I Asian teacher am a little bit bewildered by the would-be
sustainability lesson from Brajesh Panth, Chief of the ADB Education Sector
Group, titled “3 Ways Asia Can Inspire Learning Through Skills, Tech[1],”
link shared on Facebook 24 February 2020 by Shahia Salah. Although this is a 1-year
old article and problematic, its content is relevant today – we need more inspiration
and instructions for PH youth in Agriculture.
So, Secretary of Agriculture William Dar/Manong Willie has
eyes on Schools, Colleges
& Universities, SCUs, teaching the youth entrepreneurship in agriculture.
So, the SCUs must improve their education
systems like Mr Panth is talking about:
Education Systems
should focus on preparing human resources that are resilient, enduring, and
continuously trainable, anchored on a mindset of entrepreneurship,
innovativeness, creativity and sustainability.
Impressive.
But, Mr Panth, that is much too much to ask!
Mr Panth, you mention entrepreneurship,
innovativeness, creativity and sustainability in one breath as mind goals
for graduates, and I cannot swallow
that hook, line & sinker. In fishing, we have to be careful with our baits.

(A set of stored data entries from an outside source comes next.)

PR #561, opened 2022-10-21
Mcp 1887 populate assessment result

ianwolson:
## What was the problem?

- [MCP-1887](https://amida.atlassian.net/browse/MCP-1887)

## How does this fix it?[^1]
After claim is processed in full-health-assessment the assessment result is populated in the db

## How to test this PR
- try out full-health-assessment
- check database to see that assessment result is populated and evidence count summary holds proper JSON


service/spi/src/main/java/gov/va/vro/service/spi/model/AssessmentResult.java
```diff
@@ -0,0 +1,33 @@
...
+import lombok.NoArgsConstructor;
+import lombok.Setter;
+
+import java.util.Map;
+
+@Getter
+@Setter
+@NoArgsConstructor
+@AllArgsConstructor
+public class AssessmentResult {
```
au2, line 16: This is essentially copy of FullHealthDataAssessmentResponse except it is missing ABDEvidence. That makes sense since that is the result of Health Assessment. Can't we just use that one here? Maybe by including api project?

service/db/src/main/java/gov/va/vro/service/db/SaveToDbServiceImpl.java
```diff
@@ -30,6 +40,57 @@ public Claim insertClaim(Claim claim) {
...
+    AssessmentResultEntity assessmentResultEntity = new AssessmentResultEntity();
+    assessmentResultEntity.setEvidenceCountSummary(summary);
+    ContentionEntity contention = findContention(claimEntity, diagnosticCode);
+    contention.addAssessmentResult(assessmentResultEntity);
+    claimRepository.save(claimEntity);
+    AssessmentResult resp = new AssessmentResult();
+    resp.setEvidenceSummary(assessmentResultEntity.getEvidenceCountSummary());
+    resp.setVeteranIcn(veteranIcn);
+    resp.setDiagnosticCode(diagnosticCode);
+    return resp;
```
au2, line 77: This return value is not being used. Which is the right thing to do I believe. But then why are we returning this? Also we can probably have this object in the signature of this function instead of string..

service/db/src/main/java/gov/va/vro/service/db/SaveToDbServiceImpl.java
```diff
@@ -30,6 +40,57 @@ public Claim insertClaim(Claim claim) {
     return claim;
   }
 
+  @Override
+  public AssessmentResult insertAssessmentResult(
+      UUID id, String assessmentResult, String veteranIcn, String diagnosticCode)
```
au2, line 45: assesmentResult has both veteranIcn and diagnosticCode fields so I am not sure why we need them in the signature. See the comment a few lines below.

service/db/src/main/java/gov/va/vro/service/db/SaveToDbServiceImpl.java
```diff
@@ -30,6 +40,57 @@ public Claim insertClaim(Claim claim) {
...
+    ClaimEntity claimEntity =
+        claimRepository
+            .findById(id)
+            .orElseThrow(
+                () ->
+                    new NoSuchFieldException(
+                        "Could not match claim ID {" + id.toString() + "} in DB."));
+    Map<String, Object> evidence = new HashMap<>();
+    try {
+      evidence = objMapper.readValue(assessmentResult, Map.class);
```
au2, line 56: Can't you just map to AssesmentResult here? Since you have already defined it. It can simplify the following code quite a bit.  If you do that ICN and diagnostic code params become unnecessary.

service/db/src/main/java/gov/va/vro/service/db/SaveToDbServiceImpl.java
```diff
@@ -30,6 +40,57 @@ public Claim insertClaim(Claim claim) {
...
+      if (evidence.isEmpty()) {
+        throw new NoSuchFieldException("Could not map assesmentResult, evidence summary is null.");
+      }
+    } catch (Exception e) {
+      log.error("Could not map assesmentResult, evidence summary is null.");
+    }
```
au2, line 62: I still do not understand why we are continuing here if there has been an exception. evidence is not valid in that case so continuation does not make sense to me.

service/db/src/main/java/gov/va/vro/service/db/SaveToDbServiceImpl.java
```diff
@@ -30,6 +40,57 @@ public Claim insertClaim(Claim claim) {
...
+            .findById(id)
+            .orElseThrow(
+                () ->
+                    new NoSuchFieldException(
+                        "Could not match claim ID {" + id.toString() + "} in DB."));
+    Map<String, Object> evidence = new HashMap<>();
+    try {
+      evidence = objMapper.readValue(assessmentResult, Map.class);
+      if (evidence.isEmpty()) {
+        throw new NoSuchFieldException("Could not map assesmentResult, evidence summary is null.");
```
au2, line 58: Isn't this exception going to be caught two lines below? You will also lose this "Could not map assesmentResult, evidence summary is null." message.

service/provider/src/main/java/gov/va/vro/service/provider/camel/PrimaryRoutes.java
```diff
@@ -64,9 +68,23 @@ private void configureRouteClaimSubmitForFull() {
...
+        .setProperty("veteranIcn", simple("${body.veteranIcn}"))
         .routingSlip(method(SlipClaimSubmitRouter.class, "routeClaimSubmit"))
-        .routingSlip(method(SlipClaimSubmitRouter.class, "routeClaimSubmitFull"));
+        .routingSlip(method(SlipClaimSubmitRouter.class, "routeClaimSubmitFull"))
+        .convertBodyTo(String.class)
+        .process(
+            new Processor() {
+              @Override
+              public void process(Exchange exchange) throws Exception {
+                String response = (String) exchange.getIn().getBody();
```
au2, line 81: I think you can use <T> T getIn(Class<T> type) with AssessmentResult here since you already defined that class (but also see the comment on that class0.  If you do that there is no need for veteranIcn and diagnosticCode below since AssessmentResult will have those.

service/provider/src/main/java/gov/va/vro/service/provider/camel/PrimaryRoutes.java
```diff
@@ -64,9 +68,23 @@ private void configureRouteClaimSubmitForFull() {
         .process(FunctionProcessor.fromFunction(saveToDbService::insertClaim))
         // Use Properties not Headers
         // https://examples.javacodegeeks.com/apache-camel-headers-vs-properties-example/
+        .setProperty("id", simple("${body.recordId}"))
```
au2, line 71: I would name this to be a bit less generic.  claim-db-id or something like that.

au2 (changes requested):
@ianwolson Please see the inline comments. I could not get this working because evidence_count column cannot be null and we removed it from the entity. Even when I modified flyway script  to drop the column I cannot get it to work from swagger thought. I did not investigate why.

service/db/src/main/java/gov/va/vro/service/db/SaveToDbServiceImpl.java
ianwolson: The response from the controller in the end does have the ICN and the diagnostic code, but this assessment result is just the evidence from Primary Routes.  I double checked to see what is in it when it is sent to SaveToDb and this is what we get:

This is the assessment result{"evidence": {"medications": [{"status": "Active", "notes": ["Naproxen sodium 220 MG Oral Tablet"],   ETC 

I will look into seeing if I can get the entire response.

service/db/src/main/java/gov/va/vro/service/db/SaveToDbServiceImpl.java
```diff
@@ -30,6 +39,51 @@ public Claim insertClaim(Claim claim) {
...
+
+  private ContentionEntity findContention(ClaimEntity claim, String diagnosticCode)
+      throws NoSuchFieldException {
+    ContentionEntity resp = new ContentionEntity();
+    for (ContentionEntity contention : claim.getContentions()) {
+      if (contention.getDiagnosticCode().equals(diagnosticCode)) {
+        resp = contention;
+      } else {
+        log.error("Could not find match contention with diagnostic code.");
+        throw new NoSuchFieldException("Could not find match contention with diagnostic code.");
```
dimitri-amida, line 81: NoSuchField is not the right exception for this situation. Also, if we throw an exception here, what are the consequences for the route?

service/db/src/main/java/gov/va/vro/service/db/SaveToDbServiceImpl.java
```diff
@@ -30,6 +39,51 @@ public Claim insertClaim(Claim claim) {
...
+  @Override
+  public void insertAssessmentResult(UUID claimId, String evidence, String diagnosticCode)
+      throws NoSuchFieldException {
+
+    ClaimEntity claimEntity =
+        claimRepository
+            .findById(claimId)
+            .orElseThrow(
+                () ->
+                    new NoSuchFieldException(
```
dimitri-amida, line 51: NoSuchField is not the right exception.

dimitri-amida (changes requested):

service/db/src/main/java/gov/va/vro/service/db/SaveToDbServiceImpl.java
```diff
@@ -30,6 +39,36 @@ public Claim insertClaim(Claim claim) {
     return claim;
   }
 
+  @Override
+  public void insertAssessmentResult(
+      UUID claimId, AbdEvidenceWithSummary evidenceResponse, String diagnosticCode) {
+    ClaimEntity errorClaim = new ClaimEntity();
+    errorClaim.setIncomingStatus("ERROR");
+    ClaimEntity claimEntity = claimRepository.findById(claimId).orElse(errorClaim);
```
au2, line 47: Why all this effort with errorClaim. Can't we just use orElse(null) and check null?

service/provider/src/main/java/gov/va/vro/service/provider/services/AssessmentResultProcessor.java
```diff
@@ -0,0 +1,38 @@
...
+    String responseBody = exchange.getIn().getBody(String.class);
+    if (claimId == null || diagnosticCode == null || responseBody == null) {
+      if (claimId == null) log.warn("Claim Id was empty, exiting");
+      if (diagnosticCode == null) log.warn("Diagnostic Code was empty, exiting.");
+      if (responseBody == null)
+        log.warn("Evidence response from claim-submit-full was empty, exiting");
+      return;
+    }
+    ObjectMapper mapper = new ObjectMapper();
+    AbdEvidenceWithSummary evidence = mapper.readValue(responseBody, AbdEvidenceWithSummary.class);
```
au2, line 35: No. Use AbdEvidenceWithSummary.class with getBody above. Is that not working?

service/db/src/main/java/gov/va/vro/service/db/SaveToDbServiceImpl.java
```diff
@@ -30,6 +39,36 @@ public Claim insertClaim(Claim claim) {
...
+    if (claimEntity.getIncomingStatus().equals("ERROR")) {
+      log.warn("Could not match Claim ID in insertAssessmentResult, exiting.");
+      return;
+    }
+    Map summary = evidenceResponse.getEvidenceSummary();
+    AssessmentResultEntity assessmentResultEntity = new AssessmentResultEntity();
```
au2, line 53: Do you not want to check summary for null or empty?

au2 (changes requested):
SOme inline comments.

service/provider/src/main/java/gov/va/vro/service/provider/services/AssessmentResultProcessor.java
ianwolson: @au2 That is not working, this is the only way I could get it to work.

service/provider/src/main/java/gov/va/vro/service/provider/camel/PrimaryRoutes.java
```diff
@@ -71,8 +73,11 @@ private void configureRouteClaimSubmitForFull() {
         // Use Properties not Headers
         // https://examples.javacodegeeks.com/apache-camel-headers-vs-properties-example/
         .setProperty("diagnosticCode", simple("${body.diagnosticCode}"))
-        .routingSlip(method(claimSubmitRouter, "routeClaimSubmit"))
-        .routingSlip(method(claimSubmitRouter, "routeClaimSubmitFull"));
+        .setProperty("claim-id", simple("${body.recordId}"))
+        .routingSlip(method(SlipClaimSubmitRouter.class, "routeClaimSubmit"))
+        .routingSlip(method(SlipClaimSubmitRouter.class, "routeClaimSubmitFull"))
+        .convertBodyTo(String.class)
```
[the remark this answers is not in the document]
ianwolson: @au2 This is the only way I can get it to map from JSON to an object.  Not sure how to convert it from the byte array.

service/db/src/main/java/gov/va/vro/service/db/SaveToDbServiceImpl.java
ianwolson: @au2 We check for null in AssessmentResultProcessor before sending it over here, but I can do a second check.

service/provider/src/main/java/gov/va/vro/service/provider/services/AssessmentResultProcessor.java
au2: I looked at this. I thought this was already in but please add gov.va.vro.model.* to dto classes as shown below. This is in conf-camel.yml. 
....
    dto-classes:
      - gov.va.vro.service.spi.model.*
      - gov.va.vro.model.mas.*
      - gov.va.vro.model.*
....
Then AbdEvidenceWithSummary evidence = exchange.getIn().getBody(AbdEvidenceWithSummary.class); works and you save two lines and possible exception.

service/db/src/main/java/gov/va/vro/service/db/SaveToDbServiceImpl.java
```diff
@@ -30,6 +39,38 @@ public Claim insertClaim(Claim claim) {
...
+      return;
+    }
+    if (evidenceResponse.getEvidenceSummary() == null) {
+      log.warn("Evidence Summary is empty in insertAssessmentResult, exiting.");
+      return;
+    }
+    Map summary = evidenceResponse.getEvidenceSummary();
+    AssessmentResultEntity assessmentResultEntity = new AssessmentResultEntity();
+    assessmentResultEntity.setEvidenceCountSummary(summary);
+    ContentionEntity contention = findContention(claimEntity, diagnosticCode);
```
au2, line 57: We are not error handling here. If findContention logs an error we should not continue here. I would just return null from findContention and test that and return here.

service/db/src/main/java/gov/va/vro/service/db/SaveToDbServiceImpl.java
```diff
@@ -30,6 +39,38 @@ public Claim insertClaim(Claim claim) {
...
+  }
+
+  private ContentionEntity findContention(ClaimEntity claim, String diagnosticCode) {
+    ContentionEntity resp = new ContentionEntity();
+    for (ContentionEntity contention : claim.getContentions()) {
+      if (contention.getDiagnosticCode().equals(diagnosticCode)) {
+        resp = contention;
+      } else {
+        log.error("Could not find match contention with diagnostic code.");
+      }
```
au2, line 69: I would return null here after error so that caller do not continue.

au2 (changes requested):
@ianwolson One last thing inline.

au2 (approved):

dimitri-amida (approved):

You’re talking essentially about education for college
students, and you want their curriculums, whatever their fields, to instill in
those heads the single mindset that equals:
A complex
being who thinks like a businessman who at the same time thinks like an artist who
at the same time thinks like an inventor who at the same time thinks like a manager
intent on sustainability!
We are in The Digital Age, a magical age, but I do not
believe that Big Minds working on Big Data can churn out a robot resembling a
graduate with such complex of thinking!
Instead, let me restate and simplify your paragraph list:
Education systems
should cultivate any of these learners’ attributes: Entrepreneurship (being business-minded),
Innovativeness (being original), Creativity (solving problems or discovering
potentials) – always on top of Sustainability of Resources.
As much as possible. To
be an entrepreneur, you need to be innovative and creative, given that whatever
you come up with must be sustainable, that is: technically feasible,
economically viable, environmentally sound, and socially acceptable. No Sir,
modern entrepreneurship is not that
simple.
Mr Panth, yes:
Countries in the
region can benefit tremendously from leveraging technology to inform education
and job training.
So much technologies for teaching! But how to teach via
online and offline is the crux of the matter.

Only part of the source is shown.